L’Inde et la Russie s’engagent l’une avec l’autre dans de nombreux forums, y compris les BRICS, l’OCS, le G-20 et d’autres. L’avenir de la Russie se trouve dans les pays du Sud, car l’Occident promet une longue période d’isolement pour la Russie et la Chine. Compte tenu de la concurrence de l’Inde avec la Chine, la Russie et l’Inde équilibreront le nouvel ordre géopolitique avec prudence. Les longues années de partenariat et de collaboration doivent s’accélérer, car ce sont des intrants pour soutenir un monde multipolaire.

Conclusion

La politique étrangère réaliste et transactionnelle de l’Inde est basée sur une analyse coûts-avantages qui montre que l’Inde accélérera son partenariat avec la Russie tout en développant ses relations avec l’Occident. La position indienne de neutralité stratégique sur la question de l’Ukraine est un pas en arrière par rapport à son inclinaison vers les États-Unis, où l’Inde a signé divers accords qui ont fourni aux États-Unis des installations navales en Inde. La Russie a confiance dans son partenariat avec l’Inde, ce qui constitue une base pour l’établissement de nouvelles relations matérielles et interpersonnelles. Les marchés indien et russe devraient saisir cette occasion pour établir des liens entre eux.

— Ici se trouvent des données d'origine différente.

PR #191, opened 2020-11-24
Add LinkWrapper for Docs, Release in nav

kylesuss:
I noticed that the Docs & Releases links in the nav were reloading the page. Kinda hard to keep track of all these LinkWrappers, but this should fix it for the time being.


winkerVSbecks (approved):
Thanks Kyle

PR #193, opened 2020-11-30
Addon catalog UI

winkerVSbecks:
* AddonsHomeScreen
* AddonsCategoryScreen
* AddonsTagScreen
* Search UI components
* AddonsDetailScreen


src/components/basics/Cardinal.js
```diff
@@ -12,19 +12,19 @@ const Count = styled.div`
   color: ${color.dark};
   display: block;
 
-  ${props =>
+  ${(props) =>
```
kylesuss, line 15: Did the prettier config change? Curious why this happened a bunch

winkerVSbecks: Prettier made this change a while back. Don't think it's a config thing. I use the VS code plugin. It respects the project level config.

kylesuss: Oh yeah hmm. I just pulled down and got the same result. I guess we just haven't touched this file in a while ha.

site-metadata.js
```diff
@@ -115,4 +115,14 @@ siteMetadata.urls.navLinks = [
...
 ];
 
+siteMetadata.urls.addonsLearnLinks = [
+  { title: 'How to install addons', icon: 'book', href: '' },
+  {
+    title: 'Create an addon',
+    icon: 'edit',
+    href: 'https://www.chromatic.com/blog/how-to-build-a-storybook-addon/',
+  },
+  { title: 'Add to the catalog', icon: 'add', href: '' },
```
kylesuss, line 125: No href?

src/components/layout/addons/AddonItem.js
```diff
@@ -0,0 +1,263 @@
...
+const VerifiedBadge = styled(Icon).attrs({ icon: 'verified', block: true })`
+  color: ${(props) => (props.appearance === 'official' ? color.secondary : color.green)};
+  width: 14px;
+  height: 14px;
+  margin-left: ${spacing.padding.small}px;
+  margin-bottom: 2px;
+`;
+VerifiedBadge.propTypes = {
+  appearance: PropTypes.oneOf(['official', 'integrator']),
+};
```
kylesuss, line 20: Is there a benefit to adding 0 to a styled component, especially if they aren't required props?

site-metadata.js
winkerVSbecks: Yea, these are placeholders for now. Just building out the UI first while we wait for the back-end and the docs to be updated.

src/components/layout/addons/AddonsLayout.js
```diff
@@ -0,0 +1,266 @@
...
+  hideSidebar: PropTypes.bool,
+};
+
+const ToCContent = styled.div`
+  /* Hide ToC on mobile, the primary navigation is search */
+  display: none;
+
+  ${(props) =>
+    props.hideToC
+      ? css`
```
kylesuss, line 70: How are you deciding when to use `css` in these? This feels a bit out of place as I don't see it elsewhere.

src/components/layout/addons/AddonsList.js
```diff
@@ -0,0 +1,57 @@
...
+
+const ListWrapper = styled.div`
+  > *:not(:last-child) {
+    margin-bottom: ${spacing.padding.medium}px;
+  }
+`;
+
+export const AddonsList = ({ addonItems, isLoading, ...props }) => {
+  const [visibleCount, setVisibleCount] = useState(6);
+  const items = addonItems.slice(0, visibleCount);
```
kylesuss, line 17: Could memoize this so it doesnt alter the array on each render.

kylesuss (approved):
Just looked at the code. Will leave the design to @domyen . Looks great! Only comments were nitpicky things or questions.

src/components/layout/addons/AddonItem.js
winkerVSbecks: imo you get the same benefit as any other component. Was just doing it out of habit but, happy to adopt whatever convention we use in the codebase.

src/components/layout/addons/AddonsLayout.js
winkerVSbecks: I was doing this blindly but, it seems like you only need to do this when interpolating a function. I'll push an update.

src/components/layout/addons/AddonItem.js
kylesuss: Makes sense, though with other components when you have non-required props, you have to specify a default typically -- that's what I was getting at.

src/components/layout/addons/AddonsLayout.js
kylesuss: Np sounds good. I know in previous iterations of the design system that Dom was consistently using css like this but I have noticed it seems to be the exception that you actually need it. Just trying to find common patterns for us.

src/components/layout/addons/AddonItem.js
winkerVSbecks: Good point, these should actually be required

domyen (changes requested):

src/components/layout/addons/AddonsLayout.js
```diff
@@ -0,0 +1,257 @@
...
+
+  #addons-search {
+    font-size: ${typography.size.s2}px;
+    padding-left: 40px;
+    padding-top: 12px;
+    padding-bottom: 12px;
+  }
+
+  svg {
+    left: 16px;
```
domyen, line 106:
```suggestion
    left: 16px;
    font-size: ${typography.size.s2}px;
```

This tweaks makes the icon size larger

PR #196, opened 2020-12-09
docs(addons): add creevey testing tool

wKich:


domyen:
Your addon is now listed. We swapped out the underlying mechanism for the addon catalog [in this project](https://storybook.js.org/blog/revamping-storybooks-addon-ecosystem/) so this PR is not needed.

PR #237, opened 2021-03-05
fail build if tagPages in missing in response

winkerVSbecks:
@shilman added a stricter check. I'm noticing that the builds do end up failing quite regularly. Even before we hit the tags request. Is there something we can do to up the back-end resources?


shilman (approved):
LGTM! I'll see what's going on on the backend 👍

PR #245, opened 2021-03-24
fix typo : npx -> npm

takaya1992:
Can't install addons with the `npx` command 😢 
I think it's correct to use the `npm` command to install the addons.


winkerVSbecks (approved):
Thank you, good catch!

PR #256, opened 2021-04-19
update landing page copy

winkerVSbecks:


domyen:
Updated to:
- Lead with examples of types of UI that SB helps you build: components + pages
- Removed the "react, vue, angular", figure it is redundant now
- Enumerated the build, document, test features in a separate sentence. 

wdyt?

PR #275, opened 2021-06-14
Chore: Changes to the community addons

jonniebigodes:
With this pull request, the framework support table component is updated to properly show the URLs related to the community addons that were moved out of the monorepo:
-design-assets
- events
- cssresources
- graphql
- queryparams
- google-analytics
- knobs 

Allowing the documentation in [here](https://storybook.js.org/docs/react/api/frameworks-feature-support) to show the correct location of said addons.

L’Inde cherche à obtenir des exemptions de sanctions, car celles-ci mettraient en danger les importations indiennes de défense en provenance de Russie. L’Inde achète du pétrole à des taux concessionnels à la Russie et utilise son énorme marché, sa capacité stratégique et économique pour contrer la pression des États-Unis et s’en tenir à sa position de neutralité. L’Inde ne mettra pas en péril ses relations avec la Russie ou l’Occident.

L’Inde conservera cette position pendant cette période de transition internationale, de démondialisation et d’incertitude. L’Inde ne veut pas faire partie d’un bloc qui la contraindrait à prendre parti. Une combinaison d’expérience historique, de défis actuels en matière de sécurité et de développement, de stabilité du régime et de préoccupations concernant ses différends frontaliers non résolus avec la Chine et le Pakistan a façonné la réponse de l’Inde. La position de l’Inde en tant que pays neutre avec des relations harmonieuses avec la Russie et l’Occident se poursuivra pendant cette transition.